> **Work required**: Retype every entry exactly, character for character.

> **Dataset content**:
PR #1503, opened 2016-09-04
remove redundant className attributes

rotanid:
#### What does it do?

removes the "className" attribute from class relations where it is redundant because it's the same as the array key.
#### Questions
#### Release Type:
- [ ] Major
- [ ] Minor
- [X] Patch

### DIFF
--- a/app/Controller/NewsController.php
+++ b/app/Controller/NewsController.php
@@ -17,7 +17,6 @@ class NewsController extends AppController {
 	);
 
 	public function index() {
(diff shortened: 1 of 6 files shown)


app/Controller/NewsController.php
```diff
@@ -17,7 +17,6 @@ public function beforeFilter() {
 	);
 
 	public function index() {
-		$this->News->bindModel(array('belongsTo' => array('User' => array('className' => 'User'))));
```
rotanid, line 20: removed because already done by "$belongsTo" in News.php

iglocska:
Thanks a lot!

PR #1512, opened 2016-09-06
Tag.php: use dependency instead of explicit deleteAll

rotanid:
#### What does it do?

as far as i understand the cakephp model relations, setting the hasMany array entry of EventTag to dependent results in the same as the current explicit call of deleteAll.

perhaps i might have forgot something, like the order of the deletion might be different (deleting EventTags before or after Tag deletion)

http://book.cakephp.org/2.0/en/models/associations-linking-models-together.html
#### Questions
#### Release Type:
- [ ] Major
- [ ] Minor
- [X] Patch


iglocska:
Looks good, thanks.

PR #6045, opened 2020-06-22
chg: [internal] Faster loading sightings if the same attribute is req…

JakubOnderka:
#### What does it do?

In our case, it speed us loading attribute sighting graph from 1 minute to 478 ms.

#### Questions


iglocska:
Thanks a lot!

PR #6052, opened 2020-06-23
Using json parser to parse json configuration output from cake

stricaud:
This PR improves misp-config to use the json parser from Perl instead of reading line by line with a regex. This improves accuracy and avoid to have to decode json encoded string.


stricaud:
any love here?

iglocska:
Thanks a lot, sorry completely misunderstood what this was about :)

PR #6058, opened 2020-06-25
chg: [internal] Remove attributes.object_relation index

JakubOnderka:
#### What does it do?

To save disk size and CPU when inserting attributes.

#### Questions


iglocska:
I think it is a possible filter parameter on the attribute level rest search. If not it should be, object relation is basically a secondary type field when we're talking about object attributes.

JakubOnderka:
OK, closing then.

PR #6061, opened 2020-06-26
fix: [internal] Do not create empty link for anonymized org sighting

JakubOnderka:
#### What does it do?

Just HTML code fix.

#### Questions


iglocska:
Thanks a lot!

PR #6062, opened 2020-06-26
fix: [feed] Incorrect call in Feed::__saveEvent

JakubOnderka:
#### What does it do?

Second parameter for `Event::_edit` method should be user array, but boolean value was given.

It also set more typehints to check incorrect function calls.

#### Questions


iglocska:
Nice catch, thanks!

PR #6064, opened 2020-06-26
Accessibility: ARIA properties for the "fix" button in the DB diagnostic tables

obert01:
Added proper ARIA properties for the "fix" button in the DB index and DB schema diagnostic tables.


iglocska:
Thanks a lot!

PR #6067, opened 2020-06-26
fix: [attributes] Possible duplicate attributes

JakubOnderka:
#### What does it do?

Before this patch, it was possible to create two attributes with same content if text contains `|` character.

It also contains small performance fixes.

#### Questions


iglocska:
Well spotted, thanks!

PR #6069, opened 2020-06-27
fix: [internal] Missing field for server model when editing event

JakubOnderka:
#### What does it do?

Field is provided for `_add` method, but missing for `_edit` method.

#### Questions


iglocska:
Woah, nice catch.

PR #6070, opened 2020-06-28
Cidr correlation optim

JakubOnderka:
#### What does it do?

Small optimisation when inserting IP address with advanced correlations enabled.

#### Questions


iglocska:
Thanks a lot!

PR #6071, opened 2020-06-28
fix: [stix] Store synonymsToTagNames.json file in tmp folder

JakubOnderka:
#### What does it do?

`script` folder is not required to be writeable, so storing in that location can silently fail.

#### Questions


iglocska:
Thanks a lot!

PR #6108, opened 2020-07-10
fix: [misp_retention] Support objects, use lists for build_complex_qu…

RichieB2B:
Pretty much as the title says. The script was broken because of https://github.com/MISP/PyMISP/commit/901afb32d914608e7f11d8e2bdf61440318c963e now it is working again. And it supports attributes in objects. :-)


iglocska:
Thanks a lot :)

> **Output of the exercise**:
PR #1503, opened 2016-09-04
remove redundant className attributes

rotanid:
#### What does it do?

removes the "className" attribute from class relations where it is redundant because it's the same as the array key.
#### Questions
#### Release Type:
- [ ] Major
- [ ] Minor
- [X] Patch

### DIFF
--- a/app/Controller/NewsController.php
+++ b/app/Controller/NewsController.php
@@ -17,7 +17,6 @@ class NewsController extends AppController {
 	);
 
 	public function index() {
(diff shortened: 1 of 6 files shown)


app/Controller/NewsController.php
```diff
@@ -17,7 +17,6 @@ public function beforeFilter() {
 	);
 
 	public function index() {
-		$this->News->bindModel(array('belongsTo' => array('User' => array('className' => 'User'))));
```
rotanid, line 20: removed because already done by "$belongsTo" in News.php

iglocska:
Thanks a lot!

PR #1512, opened 2016-09-06
Tag.php: use dependency instead of explicit deleteAll

rotanid:
#### What does it do?

as far as i understand the cakephp model relations, setting the hasMany array entry of EventTag to dependent results in the same as the current explicit call of deleteAll.

perhaps i might have forgot something, like the order of the deletion might be different (deleting EventTags before or after Tag deletion)

http://book.cakephp.org/2.0/en/models/associations-linking-models-together.html
#### Questions
#### Release Type:
- [ ] Major
- [ ] Minor
- [X] Patch


iglocska:
Looks good, thanks.

PR #6045, opened 2020-06-22
chg: [internal] Faster loading sightings if the same attribute is req…

JakubOnderka:
#### What does it do?

In our case, it speed us loading attribute sighting graph from 1 minute to 478 ms.

#### Questions


iglocska:
Thanks a lot!

PR #6052, opened 2020-06-23
Using json parser to parse json configuration output from cake

stricaud:
This PR improves misp-config to use the json parser from Perl instead of reading line by line with a regex. This improves accuracy and avoid to have to decode json encoded string.


stricaud:
any love here?

iglocska:
Thanks a lot, sorry completely misunderstood what this was about :)

PR #6058, opened 2020-06-25
chg: [internal] Remove attributes.object_relation index

JakubOnderka:
#### What does it do?

To save disk size and CPU when inserting attributes.

#### Questions


iglocska:
I think it is a possible filter parameter on the attribute level rest search. If not it should be, object relation is basically a secondary type field when we're talking about object attributes.

JakubOnderka:
OK, closing then.

PR #6061, opened 2020-06-26
fix: [internal] Do not create empty link for anonymized org sighting

JakubOnderka:
#### What does it do?

Just HTML code fix.

#### Questions


iglocska:
Thanks a lot!

PR #6062, opened 2020-06-26
fix: [feed] Incorrect call in Feed::__saveEvent

JakubOnderka:
#### What does it do?

Second parameter for `Event::_edit` method should be user array, but boolean value was given.

It also set more typehints to check incorrect function calls.

#### Questions


iglocska:
Nice catch, thanks!

PR #6064, opened 2020-06-26
Accessibility: ARIA properties for the "fix" button in the DB diagnostic tables

obert01:
Added proper ARIA properties for the "fix" button in the DB index and DB schema diagnostic tables.


iglocska:
Thanks a lot!

PR #6067, opened 2020-06-26
fix: [attributes] Possible duplicate attributes

JakubOnderka:
#### What does it do?

Before this patch, it was possible to create two attributes with same content if text contains `|` character.

It also contains small performance fixes.

#### Questions


iglocska:
Well spotted, thanks!

PR #6069, opened 2020-06-27
fix: [internal] Missing field for server model when editing event

JakubOnderka:
#### What does it do?

Field is provided for `_add` method, but missing for `_edit` method.

#### Questions


iglocska:
Woah, nice catch.

PR #6070, opened 2020-06-28
Cidr correlation optim

JakubOnderka:
#### What does it do?

Small optimisation when inserting IP address with advanced correlations enabled.

#### Questions


iglocska:
Thanks a lot!

PR #6071, opened 2020-06-28
fix: [stix] Store synonymsToTagNames.json file in tmp folder

JakubOnderka:
#### What does it do?

`script` folder is not required to be writeable, so storing in that location can silently fail.

#### Questions


iglocska:
Thanks a lot!

PR #6108, opened 2020-07-10
fix: [misp_retention] Support objects, use lists for build_complex_qu…

RichieB2B:
Pretty much as the title says. The script was broken because of https://github.com/MISP/PyMISP/commit/901afb32d914608e7f11d8e2bdf61440318c963e now it is working again. And it supports attributes in objects. :-)


iglocska:
Thanks a lot :)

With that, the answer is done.